Bugün öğrendim ki: "İzlanda Faloloji Müzesi"nde ilk insan penisinin elde edildiğini (...) ve formalin kavanozunda turşu haline getirilerek gri-kahverengi, buruşuk bir kütleye dönüştürüldüğünü söyledi. Müze, "daha genç, daha büyük ve daha iyi bir penis" arayışını sürdürüyor.

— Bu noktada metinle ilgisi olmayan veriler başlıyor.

PR #4024, opened 2022-03-11
Filter suggestions if certain symbols are in the query terms.

ewollesen:
This implements a few filters based on the article here:
https://support.mozilla.org/en-US/kb/address-bar-autocomplete-firefox#w_changing-results-on-the-fly

The article mentions filtering based on bookmark tags, and that's not
possible due to them not being exposed via the API at this time.

## Description

### DIFF
--- a/background_scripts/completion.js
+++ b/background_scripts/completion.js
@@ -33,7 +33,8 @@ class Suggestion {
     this.insertText = null;
     // @deDuplicate controls whether this suggestion is a candidate for deduplication.
     this.deDuplicate = true;
-
+    // @filterFunction can remove the suggestion based on the query terms.
+    this.filterFunction = null;
     // Other options set by individual completers include:
     // - tabId (TabCompleter)
     // - isSearchSuggestion, customSearchMode (SearchEngineCompleter)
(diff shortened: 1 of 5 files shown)


gdh1995:
I think there should be a way to disable such filtering - or disable it by default unless an option is added/enabled.

ewollesen:
> I think there should be a way to disable such filtering - or disable it by default unless an option is added/enabled.

That makes good sense. I'll see if I can have a toggle. Do you think it should default to on, or off?

ewollesen:
I've added a checkbox to toggle the feature on/off (default: off). I considered adding more details to the help text, but it wasn't immediately obvious how the captions performed their vertical alignment, and so things overran each other and looked bad.

philc:
I didn't know about these filters in Firefox until now, and this is a high-quality implementation. Nice work fleshing out this idea @ewollesen.

I think the use case for this is too niche for mainline Vimium: this is only a known-convention in Firefox, and probably not that well known. Also, the main use cases they provide are possible with existing vimium shortcuts (scope search to open tabs by hitting t; scope to bookmarks by hitting b), albeit not as efficiently as your implementation.

It's also a substantial amount of (well-tested) code to maintain going forward.

PR #4028, opened 2022-03-18
Adds amazon smile search

ewollesen:
## Description

Just a tweak to the amazon search regular expression to match smile.amazon.com.


philc:
Thanks!

PR #4038, opened 2022-03-31
Link hints for role="radio"

ember-rose:
## Description
Add support for the ARIA `radio` role in link hints detection. This provides parity with `<input type="radio" />` radio buttons, which currently receive link hints.


philc:
Thanks!

PR #4039, opened 2022-04-01
Fix the messed up coordinates in getLocalHints function

janis-github:
## Description

Bug manifested itself as not being able to detect input with label located some distance from the input


philc:
I don't have a clear repro case, but it sure looks like a transposition typo, introduced in #2251. Thank you for the PR.

PR #4108, opened 2022-08-13
Fix scroll in extension popup on Firefox

sigseg5:
Fixed annoying unnecessary scroll in extension popup

https://user-images.githubusercontent.com/36568961/184510511-f3eb0ee5-4a75-4314-9cf7-e660afbec03b.mp4

### DIFF
--- a/pages/options.css
+++ b/pages/options.css
@@ -4,6 +4,7 @@ body {
   font: 14px "DejaVu Sans", "Arial", sans-serif;
   color: #303942;
   margin: 0 auto;
+  padding: 0 6px;
 }
 a, a:visited { color: #15c; }
 a:active { color: #052577; }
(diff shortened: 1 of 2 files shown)


philc:
Nice video; thanks for posting. That is annoying. I don't see this on my platform (OSX, Chrome). What is your platform?

The way this was fixed (using a negative margin) is a bit unintuitive and makes the buttons no longer aligned with anything -- previously they were aligned with the right edge of the dialog. While more work, a more robust solution is to transition this to using a flexbox layout.

Before:

image

After:

image

gdh1995:
This issue is caused by `#state { padding-left: 5px; width:  100%; }` in `pages/popup.html`:
https://github.com/philc/vimium/blob/5023057b052387a7b420bfec5af0da71053c06d0/pages/popup.html#L24-L27

And during my test on Firefox 103/105 on Win11, it works if just add `box-sizing: border-box;` to `#state`:
image

philc:
Thanks @sigseg5 for taking a look. I've rewritten this exclusions UI in v2.0, so this should no longer be an issue.

PR #4118, opened 2022-09-07
Chrome: fix state icon

alanoliveira:
## Description
This PR fixes extension icon on Google Chrome to use **ENABLED_ICON** if there is no partial rule for the current page.


philc:
Yes, this fixes an error I introduced in ffdd38f62054d82d893cbbdc6401def3c3864d85. The icon has been bothering me ever since! Thank you @alanoliveira .

PR #4166, opened 2022-11-07
avoid triggering popup blocker on some old versions of firefox 

### LINKED ISSUE #4165: Firefox can't open links in new windows
**Describe the bug**
When I press `F` to get hints that open in a new tab, they no longer open (from a couple of weeks ago, but the 1.67.3 release didn't fix this when it fixed other stuff). Typing `f` for hints and entering the hints in uppercase to get them in a new window also does nothing. Does seem to still work in Chrome though.

**To Reproduce**
0. Use Firefox with Vimium installed
1. Go to https://vimium.github.io/
2. Press `F`. Choose any link, this should open in a new browser tab.

Firefox: 94.0
OS: Linux 5.14.18-100.fc33.x86_64 #1 SMP Fri Nov 12 17:38:44 UTC 2021
Vimium: 1.67.3

gdh1995:
The old code in #4000 ignores Firefox versions which are older than 96 while don't belong to 91. So this PR adds it.

Should fix #4165 .

### DIFF
--- a/lib/dom_utils.js
+++ b/lib/dom_utils.js
@@ -320,16 +320,25 @@ var DomUtils = {
     const eventSequence = ["mouseover", "mousedown", "mouseup", "click"];
     const result = [];
     for (let event of eventSequence) {
-      // In firefox prior to 96, simulating a click on an element would be blocked. In 96+,
-      // extensions can trigger native click listeners on elements. See #3985.
-      const mayBeBlocked = event === "click" && Utils.isFirefox() && parseInt(Utils.firefoxVersion()) < 96
-          && /^91\.[0-5](\.|$)/.test(Utils.firefoxVersion())
+      // In firefox prior to 96, simulating a click on an element would be blocked under some conditions (#2602, #2960).
+      // In 96+, extensions can trigger native click listeners on elements (#3985).
+      // While 91.6.0esr also merged the patch, so it's necessary to check the minor version (#4000).
+      // The root difference is a logic change imported in https://bugzilla.mozilla.org/show_bug.cgi?id=1739929 .
+      let mayBeBlocked = false
+      if (event === "click" && Utils.isFirefox()) {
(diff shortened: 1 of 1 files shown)


tim-goto:
To circumvent the issue that is being fixed by this PR I installed the latest version of the plugin locally and it does not have this issue besides the fact that this PR is not yet merged. Maybe I am running into something differently though..

lib/dom_utils.js
```diff
@@ -323,7 +323,7 @@ var DomUtils = {
       // In firefox prior to 96, simulating a click on an element would be blocked. In 96+,
       // extensions can trigger native click listeners on elements. See #3985.
       const mayBeBlocked = event === "click" && Utils.isFirefox() && parseInt(Utils.firefoxVersion()) < 96
-          && /^91\.[0-5](\.|$)/.test(Utils.firefoxVersion())
+          && /^(?!91\.)|^91\.[0-5](\.|$)/.test(Utils.firefoxVersion())
```
philc, line 326: This regexp is now pretty complicated to look at, and the comment doesn't indicate why we're checking for Firefox 91.

I think this would be much easier to work with if 1) we added firefoxMajorVersion and firefoxMinorVersion to Utils and used those for comparisons, so we don't have to use parseInt on a string and regexps to parse those out here, and 2) updated the comment to describe why we're checking against Firefox 91 in this section.

gdh1995: Hello Philc, I've updated the code to make it clear.

gdh1995:
And as I've updated in https://github.com/philc/vimium/pull/3985#issue-1101757110 , Firefox 91.6+ still reports "popup-blocked" on a plain `click` event on `<a target=_blank>`, so I also add a check in this commit to fix it.

Just now I tested the commit cb78fa5 on Firefox 90, 91.0esr, 91.6esr and 96, and it works perfectly whether Firefox's `Block pop-up windows` (aka. `dom.disable_open_during_load`) is enabled or not.

philc:
Thanks @gdh1995

PR #4175, opened 2022-11-18
Fix shebang line error during build

smallming:
Fix error running `./make.js`.
## Description
Fix error `/usr/bin/env: ‘deno run --allow-read --allow-write --allow-env --allow-net --allow-run --unstable’: No such file or directory` when building via `./make.js package`.


philc:
What OS are you using? The build works on my machine, but this seems like a safe change to make.

smallming:
I'm using ubuntu 22.04, with deno 1.28.1. Was following the example from https://deno.land/manual@v1.28.2/examples/hashbang#example.

PR #4178, opened 2022-11-20
Fix text overflowing button container

mcp292:
image

image

I am not set up to test this change, so I don't know if the width increase is sufficient.

Notice in the image above that there is no 's' in "Show Advanced Options". Despite this, [the code in question](https://github.com/philc/vimium/blob/master/pages/options.js#L282-L291) seems correct. 

Although "show" and "hide" are both 4 characters, they are not equally spaced; therefore, I determine width to be the cause of this too. The proposed fix should fix both issues.

### DIFF
--- a/pages/options.css
+++ b/pages/options.css
@@ -137,7 +137,7 @@ input#searchUrl {
 }
 #buttonsPanel { width: 100%; }
 #advancedOptions { display: none; }
-#advancedOptionsButton { width: 170px; }
+#advancedOptionsButton { width: 200px; }
 .help {
   position: absolute;
   right: -320px;


philc:
What browser and OS are you using? The button has ample room for me.

image
image

mcp292:
Odd.

Firefox 107.0 (64-bit)
Arch Linux

gdh1995:
Usually it's because the system fonts of you two are different, or Firefox has a too large "min font size".

philc:
Thanks for looking into this @mcp292. This part of the settings Ui has been removed in v2.0 -- the settings page now shows all options, including advanced, so we don't have to worry about this UI sizing issue.

Issue #4173, opened 2022-11-17
yy shortcut is not working


Huray-hub:
The yy shortcut shows the popup "yanked <url>" but when I paste there is nothing on the clipboard

1. go to any URL
2. press yy
3. paste wherever you want

Vimium: 1.67.2

Browser: 
Brave 1.45.127, Chromium: 107.0.5304.110 (Official Build) (64-bit)

OS: 
1. Arch Linux
2. Windows 11 Version 22H2 (Build 22621.819)

jwilkeson:
Related to https://github.com/philc/vimium/issues/4149

mb720:
The issue I'm seeing is that although yanking the current URL works for HTTPS sites, it doesn't for HTTP (non-encrypted) sites. The debugger shows this after pressing `yy` on an HTTP site:

    Uncaught (in promise) TypeError: navigator.clipboard is undefined
        copy moz-extension://3c472571-c4dd-455e-81b3-f282ddd0880b/lib/clipboard.js:18
        copyToClipboard moz-extension://3c472571-c4dd-455e-81b3-f282ddd0880b/pages/hud.js:147
        setTimeout handler*setTimeout moz-extension://3c472571-c4dd-455e-81b3-f282ddd0880b/lib/utils.js:278
        copyToClipboard moz-extension://3c472571-c4dd-455e-81b3-f282ddd0880b/pages/hud.js:145
        <anonymous> moz-extension://3c472571-c4dd-455e-81b3-f282ddd0880b/pages/hud.js:174
        onmessage moz-extension://3c472571-c4dd-455e-81b3-f282ddd0880b/pages/ui_component_server.js:23
        portOpen moz-extension://3c472571-c4dd-455e-81b3-f282ddd0880b/pages/ui_component_server.js:21
        registerPort moz-extension://3c472571-c4dd-455e-81b3-f282ddd0880b/pages/ui_component_server.js:9

I did not encounter the symptoms described [here](https://github.com/philc/vimium/issues/4149): blurring and losing focus.

Vimium 1.67.3, Mozilla Firefox 107.0, Arch Linux 6.0.8.

Thanks for Vimium, it's awesome!

gdh1995:
`navigator.clipboard is undefined` has been reproduced on Firefox 106 for Windows x64, but not on Chrome 107.

So, I think it's a bug of Firefox - Chrome or Firefox tends to apply too strict limits on web-extensions unless too many developers "dare to" leave them.

[...]

Issue #4170, opened 2022-11-10
After "yf" command, no other commands work


ericauld:
After yanking a url, vimium will stop functioning on that page.

To reproduce
1. Go to any page with links, press "yf", and tap in a link code.
2. Press any vimium command ("j", for example) and note that it doesn't work.
3. Note that vimium **is** still working on other tabs which are open in the same window.

Chrome version 107.0.5304.110 (Official Build) (arm64)
Vimium version 1.67.2

MacBook Pro, 13-inch, M1, late 2020

kenny-evitt:
I've noticed `yf` not working but didn't consider the issue you describe being the culprit.

Interestingly, for a page in a tab (also in Chrome) for which `yf` isn't working, the command continued to NOT work after reloading the page or duplicating the tab (and trying the command in the new duplicated tab).

I *was* able to get the command to work for the same page by copying the page URL to the clipboard (without using Vimium) and then opening that URL in a new tab.

(Maybe) related:

* [yf not working · Issue #4158 · philc/vimium](https://github.com/philc/vimium/issues/4158)
* [yank url and open clipboard url commands not working · Issue #4153 · philc/vimium](https://github.com/philc/vimium/issues/4153)
* [Copying got broken in Visual mode · Issue #4147 · philc/vimium](https://github.com/philc/vimium/issues/4147) (the comments cover some issues with 'yank' commands not specific to visual mode)

aucker:
got the same issue on windows 11
chrome version: Version 107.0.5304.107 (Official Build) (64-bit)
vimium version: 1.67.2

philc:
Checking in again -- this doesn't repro for me on the latest version of Vimium (v1.67.6) in Chrome on Mac. Does this repro for anyone else?

b1az:
Still repros on 1.67.6, installed from source. The error as seen in `brave://extensions/?errors=<an_id>`:

```
Uncaught (in promise) SecurityError: Must be handling a user gesture to use custom clipboard

Stacktrace: 
pages/hud.js:152 (anonymous function)
```
![Untitled](https://user-images.githubusercontent.com/9404656/211134125-78312bf0-b7c8-4849-8a89-4d327f65ecd2.png)

Clipboard setting (`brave://settings/content/clipboard`) is set to `"Sites can ask to see text and images on your clipboard"`. The issue is present with either 

A) no per-site exceptions, or
[...]

PR #4185, opened 2022-12-04
Add clipboardWrite back to manifest.json

WilliamWelsh:
## Description
On Chrome and FireFox, `yy` and `yf` do not work. Adding `clipboardWrite` back to the `manifest.json` solves this. The current version doesn’t work for me on either Chrome or FireFox dev edition, after updating the manifest and installing on Chrome/FireFox, `yy` and `yf` work. Solves #4170 and #4173.

### DIFF
--- a/manifest.json
+++ b/manifest.json
@@ -34,6 +34,7 @@
     "sessions",
     "notifications",
     "webNavigation",
+    "clipboardWrite",
     "<all_urls>"
   ],
   "content_scripts": [


AetherUnbound:
I did not realize how much I use/depend on this feature regularly until this broke 😅 hopefully this can be merged soon!

philc:
This permission needs to be conditionally added for Firefox -- Chrome doesn't need it. Closing this in favor of #4186.

PR #4764, opened 2025-09-19
Added settings keys sorting

cub-uanic:
I'm using Git to store my dotfiles and share them between several hosts.
Sometimes, on different hosts, I'm getting the keys in vimium-options.json in a different order.
This makes it difficult to understand exactly what was changed (while in reality, it could be just one line), and also makes diffs larger.
As a solution, I suggest always sort the keys of the settings object.


philc:
Nice find @cub-uanic. I slightly adapted your change in bb2641331abf861ae690d78dee5118988f096fb5.

Issue #4698, opened 2025-05-18
Title: Hint keys stack on top of each other, making it hard to select elements


phucleeuwu:
# Description:
When using the f key to trigger link hints in Vimium, the hint labels often overlap significantly, especially on pages with many tightly packed clickable elements. This makes it difficult or impossible to distinguish and select the correct element.

# Steps to reproduce:
	1.	Open a web page with a dense UI (e.g., a dashboard or toolbar with many buttons).
	2.	Press f to trigger link hints.
	3.	Observe how the hint labels are stacked on top of each other.

# Expected behavior:
Hint labels should be spaced in a way that keeps them legible and clearly associated with their corresponding elements.

# Actual behavior:
Hint labels overlap or stack, especially when buttons/icons are close together. This hinders usability.

# Screenshot:

![Image](https://github.com/user-attachments/assets/56122b3b-4b3a-4973-b587-b0ce974b105e)

# Environment:
	•	OS: macOS 
	•	Browser: Zen
	•	Vimium version: always latest

# Suggestions:
	•	Improve spacing algorithm for hint labels.
	•	Add an option to enable line/arrow connectors from label to target element.
	•	Allow user-defined padding between hint boxes.

philg-dev:
You can hit `<space>` when link hints are active to alternate the layering of the hints. Hope this helps.

phucleeuwu:
> You can hit `<space>` when link hints are active to alternate the layering of the hints. Hope this helps.

I mean the improve the hints generator

dithmer:
IMO the hint generator does exactly what it should there. It might be a nice option on first glance, to "improve" it by removing potential duplicates. But that also takes a bit of control away. The `<space>` option @philg-dev mentioned, was new to me as well, but should be everything one need here. 

Otherwise it might happen, that the improvements takes away a possible link option, I want to click, solely because it thought, that I do not need it. The decision should stay in the users hand.

seki-mei:
maybe adding some transparency to the hint boxes in your custom css might improve legibility?

Issue #3454, opened 2020-01-03
Feature Request: Option to Flatten Linkhints


alivefromupstairs:
![linkhints being redundant and on top of one another in the wild.](https://user-images.githubusercontent.com/46059092/71703994-09462800-2dd8-11ea-8aee-533d6b271b6a.png)

**Problem:** There are linkhints that are redundant (e.g., the fullscreen button in the bottom right of the player controls with five linkhints) and inaccessible due to being on top of one another (e.g., the play button, the entirety of the right side of the nav with some of them having three linkhints)

**proposal:** If the linkhints overlap, there is a pretty good chance they do the same thing. Can we get an option to detect overlap and flatten linkhints to a single one?

---

Another sensible thing to consider is always making sure the first character is visible.

gdh1995:
Just an AD: I have a customized version of Vimium - [Vimium C](https://github.com/gdh1995/vimium-c) - and it applys some aggressive rules to exclude some hints.

alivefromupstairs:
@gdh1995 Switched to your extension. However, I'll keep this issue open if the folks here want to add this.

innaterebel:
A workaround is that the overlapped hints are in fact accessible (make readable) by <kbd>Space</kbd> key.

PR #4766, opened 2025-09-21
feat: suppress overlapping hints

geekbrother:
## Description

Adds a new user setting to control whether overlapping link-hint markers are visually de-duplicated. 
When enabled, only one marker is shown per overlapping region to reduce clutter.

### Motivation

Overlapping hints can stack and obscure each other in dense UIs.
Most of the overlapping hints on modern websites point to the same link to support tapping on mobile devices, since it's limited by the finger width.
Users may prefer either cleaner visuals or full visibility of all hints; this makes it configurable.

### Changes

* New setting: suppressOverlappingHintMarkers (default: true) in lib/settings.js.
* Options UI: Checkbox “Hide overlapping link-hint markers” added to pages/options.html.
* Options binding: Registered the setting in pages/options.js so it saves/restores with other preferences.
* Behavior gating: Calls to suppressOverlappingMarkers() in content_scripts/link_hints.js now respect the new setting.

### Default Behavior

* Enabled by default: overlapping markers are hidden except for one per overlapping region.
* Users can disable this in the Options page to show all overlapping markers.

### User-facing UI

Reykjavik, İzlanda'daki Penis ve Penis Parçaları Müzesi

İzlanda Falloloji Müzesi (İzlandaca: Hið íslenzka reðasafn [ˈhɪːð ˈistlɛnska ˈrɛːðaˌsapn̥]), İzlanda'nın Reykjavik şehrinde yer almaktadır ve dünyanın en büyük penis ve penis parçaları koleksiyonuna ev sahipliği yapmaktadır. 2020 yılının başlarında müze, öncekinden üç kat daha büyük olan Hafnartorg'daki yeni yerine taşındı ve koleksiyon, 100'den fazla memeli türünden 300'ü aşkın penisi barındırıyor. Müze ayrıca, İzlanda folklorunun yaratıklarından ve halklarından 22 hayali penisi de sergiliyor.

Temmuz 2011'de müze, potansiyel bağışçılar tarafından vaat edilen birçok penisten ilki olan ilk insan penisini elde etti. Bağışçının vücudundan ayrılması planlandığı gibi gitmedi ve formalin dolu bir kavanozda turşuya düşmüş gri-kahverengi, buruşmuş bir kütleye indirgendi. Müze, "daha genç, daha büyük ve daha iyi birini" aramaya devam ediyor. Bu arada, "kaydedilen en uzun idrar ölçümüne ve ... bugün hayatta olan herhangi bir erkeğe göre en uzun ve en kalın fallusa" sahip olan Büyük Britanyalı Matt Barr'ın bir kalıbını sergilemeye başladılar.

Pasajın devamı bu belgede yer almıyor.